**Task requirements**
Each line below from the one containing "PR #6062, opened 2020-06-22" through the one containing "over the years." should be output exactly as it stands, and no other line should appear.

(Collection entries)
*** Block opens ***

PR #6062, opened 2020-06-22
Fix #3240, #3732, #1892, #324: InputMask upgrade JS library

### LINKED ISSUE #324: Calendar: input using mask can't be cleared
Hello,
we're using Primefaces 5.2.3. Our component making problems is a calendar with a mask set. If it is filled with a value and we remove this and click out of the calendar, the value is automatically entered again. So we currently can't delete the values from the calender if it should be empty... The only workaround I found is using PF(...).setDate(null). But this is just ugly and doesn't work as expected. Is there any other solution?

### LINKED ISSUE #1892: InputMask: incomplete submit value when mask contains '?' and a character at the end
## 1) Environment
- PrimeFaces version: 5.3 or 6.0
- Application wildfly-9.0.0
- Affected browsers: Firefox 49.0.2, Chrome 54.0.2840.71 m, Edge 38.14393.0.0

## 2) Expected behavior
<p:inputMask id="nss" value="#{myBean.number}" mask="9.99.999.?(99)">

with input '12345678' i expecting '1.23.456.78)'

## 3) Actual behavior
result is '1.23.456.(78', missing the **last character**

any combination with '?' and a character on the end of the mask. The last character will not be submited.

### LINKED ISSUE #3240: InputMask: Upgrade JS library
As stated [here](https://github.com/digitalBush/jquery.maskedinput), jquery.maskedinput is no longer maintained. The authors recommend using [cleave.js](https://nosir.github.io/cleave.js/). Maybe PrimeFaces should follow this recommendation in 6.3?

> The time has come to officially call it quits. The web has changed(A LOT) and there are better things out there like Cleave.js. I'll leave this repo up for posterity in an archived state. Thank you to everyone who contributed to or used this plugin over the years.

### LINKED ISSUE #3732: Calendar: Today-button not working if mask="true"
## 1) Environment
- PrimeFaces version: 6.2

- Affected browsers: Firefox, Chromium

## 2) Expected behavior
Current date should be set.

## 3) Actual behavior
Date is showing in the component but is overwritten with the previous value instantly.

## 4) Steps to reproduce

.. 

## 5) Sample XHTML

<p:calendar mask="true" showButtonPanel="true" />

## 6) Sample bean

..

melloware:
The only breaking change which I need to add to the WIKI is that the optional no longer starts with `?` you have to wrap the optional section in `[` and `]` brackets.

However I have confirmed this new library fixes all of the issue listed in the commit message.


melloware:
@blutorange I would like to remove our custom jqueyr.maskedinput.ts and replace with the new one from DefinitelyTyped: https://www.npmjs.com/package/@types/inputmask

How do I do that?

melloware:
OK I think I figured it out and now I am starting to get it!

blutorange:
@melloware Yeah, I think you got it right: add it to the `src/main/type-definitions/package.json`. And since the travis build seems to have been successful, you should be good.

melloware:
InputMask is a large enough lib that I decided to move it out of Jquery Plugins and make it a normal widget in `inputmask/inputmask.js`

*** Block closes ***
*** Block opens ***

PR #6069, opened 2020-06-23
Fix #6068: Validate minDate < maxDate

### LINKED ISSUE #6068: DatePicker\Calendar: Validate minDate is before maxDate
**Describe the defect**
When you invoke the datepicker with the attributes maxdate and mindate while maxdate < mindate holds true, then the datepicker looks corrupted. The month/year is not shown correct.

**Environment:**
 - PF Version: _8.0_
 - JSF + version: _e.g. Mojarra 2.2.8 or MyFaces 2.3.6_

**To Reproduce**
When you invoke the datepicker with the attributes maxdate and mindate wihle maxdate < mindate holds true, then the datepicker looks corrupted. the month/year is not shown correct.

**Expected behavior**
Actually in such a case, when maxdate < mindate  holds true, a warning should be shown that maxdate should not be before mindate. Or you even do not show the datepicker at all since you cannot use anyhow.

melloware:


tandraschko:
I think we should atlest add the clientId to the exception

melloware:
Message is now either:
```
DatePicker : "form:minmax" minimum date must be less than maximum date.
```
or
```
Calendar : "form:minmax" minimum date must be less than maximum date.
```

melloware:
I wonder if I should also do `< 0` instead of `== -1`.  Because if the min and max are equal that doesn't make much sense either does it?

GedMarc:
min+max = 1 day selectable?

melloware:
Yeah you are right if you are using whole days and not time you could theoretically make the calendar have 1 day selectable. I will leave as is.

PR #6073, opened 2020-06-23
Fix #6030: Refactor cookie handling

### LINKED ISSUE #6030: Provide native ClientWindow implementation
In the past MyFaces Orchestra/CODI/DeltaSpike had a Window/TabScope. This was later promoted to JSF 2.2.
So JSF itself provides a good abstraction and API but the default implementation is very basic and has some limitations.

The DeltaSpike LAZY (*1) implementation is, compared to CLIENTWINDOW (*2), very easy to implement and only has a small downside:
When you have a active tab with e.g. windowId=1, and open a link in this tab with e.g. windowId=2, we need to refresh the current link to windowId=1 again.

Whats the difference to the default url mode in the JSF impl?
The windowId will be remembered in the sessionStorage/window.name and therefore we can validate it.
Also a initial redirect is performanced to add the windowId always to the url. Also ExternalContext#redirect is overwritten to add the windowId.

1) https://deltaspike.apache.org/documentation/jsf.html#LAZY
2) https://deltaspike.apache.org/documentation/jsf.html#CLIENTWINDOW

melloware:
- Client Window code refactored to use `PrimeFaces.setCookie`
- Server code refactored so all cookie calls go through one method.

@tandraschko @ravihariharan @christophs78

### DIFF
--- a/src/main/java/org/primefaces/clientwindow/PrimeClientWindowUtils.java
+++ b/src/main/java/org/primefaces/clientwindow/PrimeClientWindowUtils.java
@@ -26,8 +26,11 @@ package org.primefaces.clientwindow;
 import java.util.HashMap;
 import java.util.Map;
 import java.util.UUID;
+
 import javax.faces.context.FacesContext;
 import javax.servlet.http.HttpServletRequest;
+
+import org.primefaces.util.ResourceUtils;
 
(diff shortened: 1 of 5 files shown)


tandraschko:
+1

*** Block closes ***
*** Block opens ***

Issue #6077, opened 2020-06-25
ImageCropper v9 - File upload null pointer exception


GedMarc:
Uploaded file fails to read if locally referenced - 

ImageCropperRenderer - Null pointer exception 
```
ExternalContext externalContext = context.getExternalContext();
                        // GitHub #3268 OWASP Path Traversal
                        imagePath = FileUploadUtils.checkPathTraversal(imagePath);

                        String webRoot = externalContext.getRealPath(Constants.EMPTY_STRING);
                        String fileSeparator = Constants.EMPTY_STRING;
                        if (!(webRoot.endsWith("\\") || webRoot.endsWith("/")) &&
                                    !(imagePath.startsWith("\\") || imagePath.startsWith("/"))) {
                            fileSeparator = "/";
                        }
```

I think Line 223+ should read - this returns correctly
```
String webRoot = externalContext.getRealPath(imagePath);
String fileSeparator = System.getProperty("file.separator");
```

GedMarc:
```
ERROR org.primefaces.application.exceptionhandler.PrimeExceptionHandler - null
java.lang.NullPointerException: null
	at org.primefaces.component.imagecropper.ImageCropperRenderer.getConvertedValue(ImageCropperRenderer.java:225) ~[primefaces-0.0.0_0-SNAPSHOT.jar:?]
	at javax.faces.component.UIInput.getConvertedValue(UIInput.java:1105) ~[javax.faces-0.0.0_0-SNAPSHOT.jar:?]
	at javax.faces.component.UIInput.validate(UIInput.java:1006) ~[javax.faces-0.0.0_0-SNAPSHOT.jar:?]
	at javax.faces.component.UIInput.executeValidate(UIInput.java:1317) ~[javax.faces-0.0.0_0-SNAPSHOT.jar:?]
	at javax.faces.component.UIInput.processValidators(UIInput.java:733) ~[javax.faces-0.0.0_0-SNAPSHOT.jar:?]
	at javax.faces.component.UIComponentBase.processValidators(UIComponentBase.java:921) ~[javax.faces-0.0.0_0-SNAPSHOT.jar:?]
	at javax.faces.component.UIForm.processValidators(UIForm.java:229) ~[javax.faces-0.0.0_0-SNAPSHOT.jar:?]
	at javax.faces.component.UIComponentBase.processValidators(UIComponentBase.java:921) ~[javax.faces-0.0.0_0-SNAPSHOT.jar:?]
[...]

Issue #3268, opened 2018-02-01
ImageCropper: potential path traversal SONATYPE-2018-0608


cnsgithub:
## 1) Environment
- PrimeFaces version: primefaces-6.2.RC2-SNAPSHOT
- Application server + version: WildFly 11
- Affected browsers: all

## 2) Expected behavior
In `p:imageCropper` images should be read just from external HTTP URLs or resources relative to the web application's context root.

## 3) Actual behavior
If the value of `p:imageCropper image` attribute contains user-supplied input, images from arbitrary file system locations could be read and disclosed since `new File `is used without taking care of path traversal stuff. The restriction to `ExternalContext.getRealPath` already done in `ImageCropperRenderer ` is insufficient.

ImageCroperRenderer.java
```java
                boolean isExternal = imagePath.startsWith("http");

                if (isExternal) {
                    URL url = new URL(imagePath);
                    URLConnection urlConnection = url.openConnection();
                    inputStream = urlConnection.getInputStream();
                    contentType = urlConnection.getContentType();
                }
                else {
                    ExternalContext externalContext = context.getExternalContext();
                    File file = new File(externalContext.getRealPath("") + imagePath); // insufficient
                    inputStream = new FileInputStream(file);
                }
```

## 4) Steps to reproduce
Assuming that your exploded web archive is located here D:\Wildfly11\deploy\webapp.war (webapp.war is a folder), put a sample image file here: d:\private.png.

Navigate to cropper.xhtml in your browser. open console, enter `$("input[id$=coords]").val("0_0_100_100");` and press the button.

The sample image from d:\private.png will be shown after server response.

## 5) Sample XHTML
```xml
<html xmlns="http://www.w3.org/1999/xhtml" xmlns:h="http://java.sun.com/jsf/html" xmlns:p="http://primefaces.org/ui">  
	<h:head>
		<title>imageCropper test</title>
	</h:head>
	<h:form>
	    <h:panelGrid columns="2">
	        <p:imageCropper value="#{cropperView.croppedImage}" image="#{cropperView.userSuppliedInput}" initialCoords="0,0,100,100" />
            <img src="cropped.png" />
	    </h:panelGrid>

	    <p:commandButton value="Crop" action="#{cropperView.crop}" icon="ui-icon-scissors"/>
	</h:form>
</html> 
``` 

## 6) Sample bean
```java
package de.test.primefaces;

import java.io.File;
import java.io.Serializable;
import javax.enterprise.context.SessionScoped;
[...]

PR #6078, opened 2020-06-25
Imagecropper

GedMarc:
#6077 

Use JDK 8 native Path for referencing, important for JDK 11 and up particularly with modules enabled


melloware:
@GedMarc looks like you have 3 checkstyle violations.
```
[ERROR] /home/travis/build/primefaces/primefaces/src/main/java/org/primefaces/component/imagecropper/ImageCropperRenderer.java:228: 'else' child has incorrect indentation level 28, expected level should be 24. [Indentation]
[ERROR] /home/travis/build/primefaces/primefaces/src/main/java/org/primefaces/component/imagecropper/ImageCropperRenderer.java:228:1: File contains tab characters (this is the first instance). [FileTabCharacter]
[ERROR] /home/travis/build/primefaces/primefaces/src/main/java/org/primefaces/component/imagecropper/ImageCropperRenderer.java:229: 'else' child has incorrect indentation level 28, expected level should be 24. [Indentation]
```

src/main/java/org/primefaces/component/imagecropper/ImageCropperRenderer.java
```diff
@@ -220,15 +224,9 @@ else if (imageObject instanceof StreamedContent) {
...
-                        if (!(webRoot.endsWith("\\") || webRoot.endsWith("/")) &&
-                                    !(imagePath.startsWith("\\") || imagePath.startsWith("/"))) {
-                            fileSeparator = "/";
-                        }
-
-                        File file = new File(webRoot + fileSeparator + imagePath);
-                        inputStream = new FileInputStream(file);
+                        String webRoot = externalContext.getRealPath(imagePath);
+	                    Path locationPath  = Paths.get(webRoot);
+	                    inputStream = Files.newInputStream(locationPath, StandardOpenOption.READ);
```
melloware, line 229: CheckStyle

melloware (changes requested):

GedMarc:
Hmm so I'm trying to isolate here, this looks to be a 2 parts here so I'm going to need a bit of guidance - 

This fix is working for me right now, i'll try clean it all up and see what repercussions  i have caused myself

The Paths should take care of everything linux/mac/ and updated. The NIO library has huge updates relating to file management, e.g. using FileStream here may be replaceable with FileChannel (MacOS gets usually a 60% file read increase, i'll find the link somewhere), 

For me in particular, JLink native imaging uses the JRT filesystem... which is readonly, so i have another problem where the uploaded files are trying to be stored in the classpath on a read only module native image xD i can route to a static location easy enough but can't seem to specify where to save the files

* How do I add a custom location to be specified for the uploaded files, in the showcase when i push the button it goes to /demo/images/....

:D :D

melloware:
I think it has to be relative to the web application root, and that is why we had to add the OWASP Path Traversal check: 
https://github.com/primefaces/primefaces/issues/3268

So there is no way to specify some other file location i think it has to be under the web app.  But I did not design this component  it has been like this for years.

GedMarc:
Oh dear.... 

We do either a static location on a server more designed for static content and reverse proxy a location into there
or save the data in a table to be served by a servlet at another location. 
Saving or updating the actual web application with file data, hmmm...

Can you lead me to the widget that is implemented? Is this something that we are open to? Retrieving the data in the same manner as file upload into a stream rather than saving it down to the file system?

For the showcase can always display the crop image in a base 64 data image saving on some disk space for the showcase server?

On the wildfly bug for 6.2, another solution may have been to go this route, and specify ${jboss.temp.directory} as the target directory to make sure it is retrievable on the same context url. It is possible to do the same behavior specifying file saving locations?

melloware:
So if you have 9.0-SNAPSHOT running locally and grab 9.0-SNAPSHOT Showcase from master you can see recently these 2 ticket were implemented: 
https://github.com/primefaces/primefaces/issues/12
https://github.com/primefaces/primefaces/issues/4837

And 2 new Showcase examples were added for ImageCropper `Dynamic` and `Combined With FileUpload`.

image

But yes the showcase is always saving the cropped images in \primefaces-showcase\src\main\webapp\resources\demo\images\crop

*** Block closes ***

**Expected output**
PR #6062, opened 2020-06-22
Fix #3240, #3732, #1892, #324: InputMask upgrade JS library

### LINKED ISSUE #324: Calendar: input using mask can't be cleared
Hello,
we're using Primefaces 5.2.3. Our component making problems is a calendar with a mask set. If it is filled with a value and we remove this and click out of the calendar, the value is automatically entered again. So we currently can't delete the values from the calender if it should be empty... The only workaround I found is using PF(...).setDate(null). But this is just ugly and doesn't work as expected. Is there any other solution?

### LINKED ISSUE #1892: InputMask: incomplete submit value when mask contains '?' and a character at the end
## 1) Environment
- PrimeFaces version: 5.3 or 6.0
- Application wildfly-9.0.0
- Affected browsers: Firefox 49.0.2, Chrome 54.0.2840.71 m, Edge 38.14393.0.0

## 2) Expected behavior
<p:inputMask id="nss" value="#{myBean.number}" mask="9.99.999.?(99)">

with input '12345678' i expecting '1.23.456.78)'

## 3) Actual behavior
result is '1.23.456.(78', missing the **last character**

any combination with '?' and a character on the end of the mask. The last character will not be submited.

### LINKED ISSUE #3240: InputMask: Upgrade JS library
As stated [here](https://github.com/digitalBush/jquery.maskedinput), jquery.maskedinput is no longer maintained. The authors recommend using [cleave.js](https://nosir.github.io/cleave.js/). Maybe PrimeFaces should follow this recommendation in 6.3?

> The time has come to officially call it quits. The web has changed(A LOT) and there are better things out there like Cleave.js. I'll leave this repo up for posterity in an archived state. Thank you to everyone who contributed to or used this plugin over the years.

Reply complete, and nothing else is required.